Everything from the first line below through the line with "- [ ] Need components" is to be transcribed exactly, and nothing past it.

▬▬▬▬▬▬

PR #23, opened 2019-06-21
refactor: port scheduler app to app platform

ismay:
Jira epic for this PR: https://jira.dhis2.org/browse/TECH-214


ismay:
## Useful links

- https://sketch.cloud/s/DV15W/a/plkG4k/play
- https://github.com/dhis2/design-system
- https://github.com/dhis2/ui-core
- https://github.com/dhis2/usage-analytics-app
- https://github.com/dhis2/reports-app
- https://medium.com/fed-or-dead/handling-spacing-in-a-ui-component-library-70f3b22ec89
- https://material-ui.com/system/spacing

## Todo

#### Initial tasks:

- [x] Enable cli-style (also on travis)
- [x] Set up eslint and stylelint
- [x] Add favicons and other static files
- [x] Use the app-runtime and new headerbar (from ui-widgets)
- [x] Add designs to this issue for reference
- [x] Import changes from unejected apps (see the PRs)
- [x] Plan out refactor

#### Styling:

- [ ] Import and set roboto
- [ ] Check for any other theme vars that need to be set
- [ ] Import theme from ui-core
- [ ] Need components for (check css approach, sc?):
  - [ ] horizontal arranging (Arrange? Flex?)
  - [ ] padding & margin (Box)
  - [ ] pagewrapper
  - [ ] title

#### Experimental:

- [ ] Test netlify deployments with play backend
- [ ] Code coverage reporting
- [ ] Bundle size analysis
- [ ] Run stylelint on commit as well, to catch errors before pushing
- [ ] Prettify css on commit as well

#### Technical:

- [x] Move to css-modules for styling
- [ ] Move to thunks for actions
- [ ] Replace custom components with ui-core / ui-widgets components
- [ ] Use final-form for forms, in preparation for ui-forms
- [ ] Proper tests
- [ ] Prop-types
- [ ] Ensure translations are working correctly
- [ ] Verify nothing from #21 got lost

#### UI-core

- [ ] Maybe a top-level container for wrapping apps would be nice (bg color and padding)
- [ ] Abstract useful components to ui-core
- [ ] Load only the fonts that we need, instead of importing typeface-roboto? (system fonts?)
- [ ] Sizing in px?

#### After refactor:

- [ ] Add fossa badges
- [ ] Add deploy build script to travis
- [ ] Test css variables component (untestable atm.: https://github.com/jsdom/jsdom/issues/1895)?

ismay:
> Hi! Due to a lack of activity on this issue over time (7.776*10^9 ms and counting, to be precise) it seems to be stale. If there is no further progress on it, it will be closed automatically.
> 
> If this is still relevant, maybe there is something you can do to move it forward? For example provide further information in a comment, or supply a PR? Any activity on this issue will keep it open. Thanks! 🤖

Still relevant, waiting for required components in ui-core.

Mohammer5 (approved):
The app works quite well!

There are just a couple of minor things, that don't need to be addressed now:

### 1. Sometimes there are unexpected error message that I can't get a lot of info out of

```
Something went wrong whilst creating your job

    Failed to validate job runtime - `Remote server is not configured`
```

### 2. Input validation could be refined

When adding/editing a job, some fields expect a number that "expect" either 0 or a positive integer, but I can submit the form with negative values. I think we should add a validator for this, I have no idea if a negative value could cause harm on the server. I assume some would need 0 to Infinity and some others 1 to Infinity, not sure though

ismay:
Thanks for the review!

> There are just a couple of minor things, that don't need to be addressed now:
> ### 1. Sometimes there are unexpected error message that I can't get a lot of info out of
> 
> This one, for example, happened, when I tried to add a data synchronization job:
> 
> ```
> Something went wrong whilst creating your job
> 
>     Failed to validate job runtime - `Remote server is not configured`
> ```
> 
> I guess there's not much you can do about that.. And I also know that error handling is a bit weird and inconsistent.

Yeah I believe that that's because there needs to be a bit of configuration that has to be set up on the server, besides just the job configuration. But yeah, completely agree, this error message is only helpful if you already know how job configuration works exactly. Other submission errors could be improved as well I think, it's fairly inconsistent for the job scheduler endpoints. I'll create an issue for it, it seems like after release it would be good to take a look at the user friendliness and consistency of the errors the backend returns.

> ### 2. Input validation could be refined
> 
> When adding/editing a job, some fields expect a number that "expect" either 0 or a positive integer, but I can submit the form with negative values. I think we should add a validator for this, I have no idea if a negative value could cause harm on the server. I assume some would need 0 to Infinity and some others 1 to Infinity, not sure though

Yeah this is a bit tricky. For example, Scott opened an issue that explains that for monitoring and predictor jobs, the number inputs actually can also accept negative values: https://jira.dhis2.org/browse/DHIS2-10466. I don't think that there's currently a way to deduce what the fields accept from the backend job definitions I'm getting. All I'm getting is the type of value that's expected (number, string, etc.), but not the range.

My suggestion to solve it is that after release we move the app to static forms (like the usage-analytics-app), https://jira.dhis2.org/browse/DHIS2-10491. That way we can also implement Scott's suggestion of better helptexts with the fields, plus we can also add better client-side field validation (alongside also just a nice reduction in the complexity of the app).

Mohammer5:
Sounds good to me. I don't see a way to work around those issues with the current semi-dynamic strategy

Mohammer5 (approved):

ismay:
> Sounds good to me. I don't see a way to work around those issues with the current semi-dynamic strategy

Yeah exactly, me neither.

HendrikThePendric (approved):
Code is looking super clean 👍

PR #24, opened 2019-09-17
fix: add translations for new job types

ismay:
This adds two new (english) translations for the job types. Do not merge unless we have an OK from QA!


ismay:
> Question: Why are we not using the standard d2-i18n implementation?

No idea. I would also expect it to be implemented similarly to our other apps, but for some reason it isn't.

Mohammer5:
> No idea. I would also expect it to be implemented similarly to our other apps, but for some reason it isn't.

I think we should add that to the epic

ismay:
> I think we should add that to the epic

Good idea. I've updated the epic. There was already something about adding translations, but I've updated it to also state that it should be a dhis2 standard implementation.

PR #36, opened 2020-02-20
chore: update to ui-forms and ui-core@latest

ismay:
Picking up the refactor for the scheduler app. I'll submit separate PRs per topic, instead of piling onto the sizeable number of commits on #23.

I'm afraid that the changes are less atomic than I'd like. But ui-core was quite far behind. And instead of updating ui-core first, and then adding ui-forms, I thought I'd skip the inbetween step to save on time. It makes for a larger PR but it's a bit quicker.

Also, I'm aware that a lot of best practices have emerged in our ecosystem since I last worked on this codebase. Don't worry, I aim to align it fully with that, it's just that I'd prefer to do that in separate PRs for reviewability.


ismay:
No rush btw @Mohammer5, just tagged you for later so I don't forget.

ismay:
> This looks good to me.
> I think we can import `Field` and `FormSpy` from `ui-forms` and remove `react-final-forms` as an explicit dependency for this app.

Yeah you're right, good catch. I've talked to Hendrik, and later on we could potentially also reexport from final-form, so that that can be removed as well. For now, I've removed the react-final-form imports in favor of those from ui-forms.

PR #37, opened 2020-02-27
refactor: update job list route

ismay:
This update the JobList route to the specs stated in the design (https://sketch.cloud/s/DV15W/a/7knaz7). Certain things are still missing (see bottom todo list), I'll implement those in later PRs. I'm planning to tackle the `<Tag>` component for ui-core first, as we'll need that for this app as well.

Todo:

- [x] Revisit LinkButton
- [x] Remove unused components
- [x] Proper values for JobList header layout (see design)
- [x] Title and `i` icon styling
- [x] Job status has to be displayed in a Tag component
- [x] Add/update tests

Later PRs:

- [ ] Table should be sortable
- [ ] Strings should be translated
- [ ] Disabled jobs should be styled differently
- [ ] Add tests for FormFields, Form and Pages
- [ ] Verify job status enum, couldn't find it in the docs, so took it from dhis2-core source


awgaan:
Looks good.

## Questions
1. In `JobList`: why are you using `history.push` directly instead of wrapping the `Button` in a `Link`? Easier to stub out `history.push` I guess, but it feels like we should use the navigation functionality provided by `react-router-dom`, or?
2. i18n: are you leaving this for later?
3: Button disabled while fetching: why remove this functionality?

## Thoughts
I like the way you're using `CSSVariables` to follow the design specifications. Not sure if this is the norm, but I like the simplicity and elegance of this approach.

ismay:
Thanks for the review! I'll address your points below:

> In `JobList`: why are you using `history.push` directly instead of wrapping the `Button` in a `Link`? Easier to stub out `history.push` I guess, but it feels like we should use the navigation functionality provided by `react-router-dom`, or?

Yeah I would prefer to leverage react-router as well. So the design calls for a button, but nesting a button in a link would not be valid html5 unfortunately. Another solution (which I used before), would be to style a react router link to look like a button.

But I felt that that was a whole lot of code and maintenance. Using an `<a>` is technically correct in my opinion, but weighed against the simplicity of just using a button with history.push I think that just the regular button seems more practical.

>     2. i18n: are you leaving this for later?

Yeah. There are a couple of things that I want to address later (all the points under `Later PRs` in the top comment). I think they're big enough to warrant their own PR.

>        3: Button disabled while fetching: why remove this functionality?

Yeah so it did seem the most safe to me to disable the ui whilst fetching. As you could otherwise trigger an action whilst another action is still fetching, potentially screwing up the state (it did look a bit janky ui-wise though).

But I figured that in moving all requests to the app-platform's data-query there's no more central state anyway, so disabling based on central state won't be possible anymore either. So I thought I'd simplify things and remove those checks.

> I like the way you're using `CSSVariables` to follow the design specifications. Not sure if this is the norm, but I like the simplicity and elegance of this approach.

Yeah the idea is that for apps that use vanilla css this component can be used to import our theme variables. With styled-jsx you can import the theme directly in js of course, but since we don't use that here this seemed like a nice way to do it.

Let me know what you think!

ismay:
By the way, would you mind approving this PR if you think it's good to go @awgaan? Or otherwise, let me know which points you'd like to address. Thanks!

ismay:
> Oh. Sorry. I thought I already did that with the previous comment.
> My bad.

N.p., thanks!

PR #38, opened 2020-03-03
refactor: update to dhis2 app-platform

ismay:
This updates the dhis2 related libs that weren't up to date. So `app-runtime`, `ui-core`, `cli-app-scripts`, `cli-style`. These updates also mean that state management was changed from redux to using the data-engine, which has implications throughout the app, so this PR has quite some changes. Currently there is local state in some components (useState), but no single globally shared store.

That means that currently fetched data doesn't persist in the app (though the browser might cache it, etc.). Eventually the app-runtime should handle caching so initially I decided to build with that endgoal in mind. It does mean that some parts of the ui are more janky than they'd be with caching, so eventually we might have to have an intermediate solution that adds some persistence. I would like to keep that completely separate though, so that once caching is in the app-runtime, those additions can be removed easily.

For certain other parts of the app we might still need global state, but I will also tackle that in a different PR. Before merging I think squashing all commits to: `refactor: update to dhis2 app-platform` makes the most sense.

Todo:

- [x] Use moment instead of date-fns (added a comment where moment is being used, the `nextExecutionTime` we receive is not always correct, needs to be addressed on the backend)

Later, separate PRs:

- RunJobModal uses a non-standard way to run jobs, because the endpoint is slightly unusual. See if this can be addressed better later on. Same goes for the parameter options hooks (which allow for dynamic queries, something the data engine does not allow currently).
- backend: nextExecution time job property should never be in the past (now it sometimes is)
- Address console errors caused by RFF (or document)
- Fetched data persistence / global app state (if necessary)
- Update add job styling to design specs

Ref: #23


d2.config.js
```diff
@@ -0,0 +1,8 @@
+const config = {
+    type: 'app',
+    entryPoints: {
+        app: './src/components/App',
+    },
```
awgaan: `coreApp: true`
needs to be set for all apps that are bundled into the main DHIS2 WAR file.
`title` and `name` should also be set.

ismay: Ah I didn't know that, thanks. Updated it in 19cdb39

ismay:
> Excellent use of the `app-runtime`.
> In particular I think `useGetLabeledOptions` handles dynamic queries nicely without too much added complexity.
> 
> https://github.com/dhis2/scheduler-app/blob/df0a44bd876bf6f0af33b3356b397be24d8cf1b1/src/hooks/parameter-options/use-get-labeled-options.js#L4-L57

Thanks, yeah I like how this hook does not bother the components too much with the exception for dynamic queries. If the app-runtime starts allowing dynamic queries or another kind of solution we should be able to just update this hook.

I do think that it duplicates a fair bit of logic that's probably already in the data-engine as well, but at least it's a stable solution for now.

PR #39, opened 2020-03-25
refactor: fix next run time display

ismay:
Small inbetween fix following up on a todo point from #38. I thought that there was a bug in the jobConfigurations endpoint, as it seemed to be returning timestamps in the past.

But after talking to Morten about it I understand that this endpoint can be assumed to return UTC time (see slack [here](https://dhis2.slack.com/archives/C1XNHEY0L/p1585128053002800)). So I'm now parsing it as UTC and have abstracted it to a separate component and added some tests.

### DIFF
--- a/src/pages/JobList/JobNextRun.js
+++ b/src/pages/JobList/JobNextRun.js
@@ -1,0 +1,37 @@
+import moment from 'moment'
+import { string, bool } from 'prop-types'
+
+const JobNextRun = ({ nextExecutionTime, enabled }) => {
+    if (!enabled) {
+        return '-'
+    }
+
+    const now = moment(Date.now())
+
+    /**
+     * The recommendation is to run dhis2 on a server set to UTC time.
+     * In that case this timestamp is also UTC. If those recommendations
+     * weren't followed the time could be off, but there's nothing
+     * we can do to detect that.
+     */
+    const nextRun = moment.utc(nextExecutionTime)
+    const nextRunIsInPast = nextRun.isSameOrBefore(now, 'minute')
+
+    /**
+     * If the time is in the past, that could mean that the task is running,
+     * and the nextExecutionTime hasn't been updated yet.
+     */
+
+    if (nextRunIsInPast) {
+        return 'Not scheduled'
+    }
+
+    return now.to(nextRun)
+}
+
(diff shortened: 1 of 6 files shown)


ismay:
Updated the string displayed under 'next run' for disabled jobs to match the design (see here: https://sketch.cloud/s/DV15W/a/plkG4k/play).

src/pages/JobList/JobNextRun.js
```diff
@@ -0,0 +1,43 @@
...
+        return 'Not scheduled'
+    }
+
+    /**
+     * According to the moment docs you would expect to() to be the
+     * correct method, as all those examples are describing future events.
+     * But using from() actually results in future relative time,
+     * so that is assumed to be a mistake in the moment docs.
+     */
+    return nextRun.from(now)
```
awgaan: I think this should be `now.to(nextRun)` using `now` as the base date.

ismay: Ah yes of course. That makes more sense, thx 👍. Fixed in 48f5160

ismay:
> Looks good to me.
> 
> `* The recommendation is to run dhis2 on a server set to UTC time.`
> I could not find this recommendation anywhere in the documentation.

Hmm ok. Yeah I took that from my conversation with Morten on slack (see the link above), I thought it was a general recommendation.

So it's tricky. If I understand correctly, since dhis2 doesn't store TZ information, nor send TZ information to the client, there's no way a client can know what TZ the timestamp should be parsed as.

My initial approach was to parse as local time. But since debug was running on UTC that didn't work for example. So from my conversation with Morten's I understood that he'd recommend the server run on UTC. I thought that that would also be recommended in the setup docs, but checking out the docs yields this:

Screenshot 2020-03-26 at 09 53 40

> From: https://docs.dhis2.org/master/en/implementer/html/install_server_setup.html

So we actually recommend setting the server TZ to the TZ the server is located in. So now I'm confused. The fix in this PR would work for servers set to UTC, but it wouldn't work for servers set to local time. If we recommend setting servers to local time, then I don't understand why our own servers are set to UTC. We'll probably need to check with the others and see which direction to take, I'll ask on slack.

PR #42, opened 2020-04-02
refactor: use dhis2 prop-types

ismay:
Use our own prop-types package.

Ref: https://github.com/dhis2/prop-types/pull/125 & https://github.com/dhis2/prop-types/pull/127


ismay:
> Approved. Probably a good idea for all of our apps to use `@dhis2/prop-types` instead of `prop-types`.

Yeah I agree. If I'm not mistaken that is also the eventual goal (for our libs as well).

PR #45, opened 2020-04-27
chore: update eslint config

ismay:
Enabling some useful rules, see: https://github.com/benmosher/eslint-plugin-import. This adds checks for common import mistakes/anti-patterns (like no cyclical dependencies, no unused modules, etc.). Other than that it enables some style rules that allow us to have to think less about how we're writing our imports, since `eslint --fix` will keep it consistent for us.

* The `import/no-internal-modules` rule enforces the existing repo structure. It ensures that the index.js of every folder in `components`, `hooks`, `pages` and `services` is always the external boundary. Which will hopefully make the interaction between the different parts of the app easier to reason about, we'll see how it works out in practice though.
* I've kept the plugin's bundled warnings and errors. We're setting most of them manually, but I figured it couldn't hurt to have their settings as a base/default.

### DIFF
--- a/.eslintignore
+++ b/.eslintignore
@@ -4,5 +4,6 @@
 coverage
 node_modules
 public
+src/locales
 
 d2.config.js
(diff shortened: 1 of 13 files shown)


ismay:
> Those rules look helpful. Approved.

Thanks!

PR #1448, opened 2020-11-11
[DOCS] Update session docs to clarify encryption

### LINKED ISSUE #1411: Misleading docs related to session cookie?
On the [session docs](https://www.authelia.com/docs/configuration/session.html) it says that `session.secret` is used to "encrypt the session cookie". Which to me, means the cookie sent to the user's browser is encrypted. However, looking through the source code I never see `SessionConfiguration.Secret` used outside of Redis code blocks. [This](https://github.com/authelia/authelia/pull/789/files#diff-9e2351f62725f17ebbfe9b0db5b6510f234ae1f25fbc641a80f2c767b1695397R248) also indicates that `session.secret` is only used for Redis.

Should the docs be updated and/or this configuration option moved into the `redis` config block?

nightah:
This looks like it just fell out of sync with what actually already exists within the [`config.template.yml`](https://github.com/authelia/authelia/blob/695cd5bf8f5d964ffff715c1ea14c240299c6899/config.template.yml#L291).

Fixes #1411.

### DIFF
--- a/docs/configuration/session.md
+++ b/docs/configuration/session.md
@@ -22,7 +22,7 @@ session:
   # The name of the session cookie. (default: authelia_session).
   name: authelia_session
 
-  # The secret to encrypt the session cookie.
+  # The secret to encrypt the session data. This is only used with Redis.
   # Secret can also be set using a secret: https://docs.authelia.com/configuration/secrets.html
   secret: unsecure_session_secret
 


Ornias1993 (approved):
Yeah, that looks more like it 👍

james-d-elliott (approved):
LGTM

PR #1450, opened 2020-11-11
[MISC] Append log file instead of overwriting

### LINKED ISSUE #1294: Logs overwritten in log file after reboot
Hi there,

First of all, thank you for this great projet!

I am trying to use a log file instead of the docker stdout in order to parse the log with fail2ban. Everything works great except when I reboot the Authelia container. After restarting, logs are written at the beggining of the file, overwriting existing lines.
Here an example
Image sans titre

I don't know if this is a normal behavior or if I'm missing something.

Here some info :
Docker version 19.03.12
Athelia container : authelia/authelia:latest
log_level: debug
log_file_path: /config/log/authelia.log

nightah:
If Authelia is restarted when a `log_file_path` is defined, upon restart the log file is overwritten.

This change ensures that the log file will be appended to. Users will need to ensure that they rotate/truncate this over time especially if running in `debug` or `trace`.

Fixes #1294.

### DIFF
--- a/config.template.yml
+++ b/config.template.yml
@@ -5,7 +5,7 @@
 # The host and port to listen on
 host: 0.0.0.0
 port: 9091
-# tls_key: /config/ssl/key.pem
+# tls_key: /config/ssl/key.pem
 # tls_cert: /config/ssl/cert.pem
 
 # Configuration options specific to the internal http server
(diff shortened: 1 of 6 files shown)


Ornias1993:
"This change ensures that the log file will be appended to. Isers will need to ensure that they rotate/truncate this over time especially if running in debug or trace."

This is going to cause issues in the long run. Certainly when no documentation is changed.

james-d-elliott (approved):
LGTM

nightah:
> This is going to cause issues in the long run. Certainly when no documentation is changed.

Intent was to also add some docs, which now are included!

Ornias1993 (approved):

PR #1465, opened 2020-11-16
[CI] Fix development workflow

nightah:
Since merging #1135 and utilising Go templating to enable/disable the rememeber me and password reset features these have stopped working in the development workflow.

During frontend development if someone wants to enable/disable these features they should modify the `.env.development` file accordingly.


james-d-elliott (approved):
LGTM

PR #1467, opened 2020-11-16
[CI] Add ability to customise the chromedriver port

nightah:
The development workflow expects chromedriver to be run on the host on port `4444`.
There is currently no mechanism to modify this behaviour at runtime, so if another service is running on `4444` tests will just fail silently.

This change introduces the `CHROMEDRIVER_PORT` environment variable which can be utilised to set a custom port.


james-d-elliott (approved):
LGTM

PR #1472, opened 2020-11-18
[CI] Collect coverage from frontend during integration tests

nightah:
This change will allow us to collect frontend code coverage from our Selenium based integration tests.

Given that the frontend is embedded into the Go binary and the integration tests run with a compiled binary in Docker this poses some issues with the instrumented code and the ability for it to run in this manner.

To fix this we need to relax Authelia's CSP for the integration tests. This is achieved by setting the env variable `ENVIRONMENT` to `dev`.


james-d-elliott (approved):
LGTM

PR #1478, opened 2020-11-21
[DOCS] Make HAProxy regex case insensitive

ntimo:
This makes the regex for the host header check case insensitive, because other wise an attacker could send a HOST header with an uppercase letter and would by this be able to circumvent Authelia.


nightah:
Thanks for the PR @ntimo. Could you please also update the examples in https://github.com/authelia/authelia/blob/master/internal/suites/example/compose/haproxy/haproxy.cfg?

Once this is complete we can look to merge this in.

ntimo:
Hey @nightah I have updated the haproxy.cfg 👍

nightah (approved):

PR #1487, opened 2020-11-24
[MISC] Consistently utilise correct logging interface

nightah:
This change aims to utilise the correct logging interface consistently.

The only instances where stdlib log is utilised is for tests and when commands that Authelia supports; for example certificate generation, password hashing and config validation.


james-d-elliott (approved):
LGTM

PR #1489, opened 2020-11-24
[FEATURE] Create dedicated health endpoint

nightah:
This change points the Docker containers healthcheck to the dedicated `/api/health` endpoint and also includes support for Authelia running with a path prefix.


james-d-elliott (approved):
LGTM

PR #1506, opened 2020-12-03
[CI] Adjust reviewdog filtermode for linting

nightah:
This will ensure that linter errors are picked up for the entire codebase instead of just against the default of [added/modified lines](https://github.com/reviewdog/reviewdog#added-default).


james-d-elliott (approved):
LGTM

▬▬▬▬▬▬

THE ANSWER |
PR #23, opened 2019-06-21
refactor: port scheduler app to app platform

ismay:
Jira epic for this PR: https://jira.dhis2.org/browse/TECH-214


ismay:
## Useful links

- https://sketch.cloud/s/DV15W/a/plkG4k/play
- https://github.com/dhis2/design-system
- https://github.com/dhis2/ui-core
- https://github.com/dhis2/usage-analytics-app
- https://github.com/dhis2/reports-app
- https://medium.com/fed-or-dead/handling-spacing-in-a-ui-component-library-70f3b22ec89
- https://material-ui.com/system/spacing

## Todo

#### Initial tasks:

- [x] Enable cli-style (also on travis)
- [x] Set up eslint and stylelint
- [x] Add favicons and other static files
- [x] Use the app-runtime and new headerbar (from ui-widgets)
- [x] Add designs to this issue for reference
- [x] Import changes from unejected apps (see the PRs)
- [x] Plan out refactor

#### Styling:

- [ ] Import and set roboto
- [ ] Check for any other theme vars that need to be set
- [ ] Import theme from ui-core
- [ ] Need components for (check css approach, sc?):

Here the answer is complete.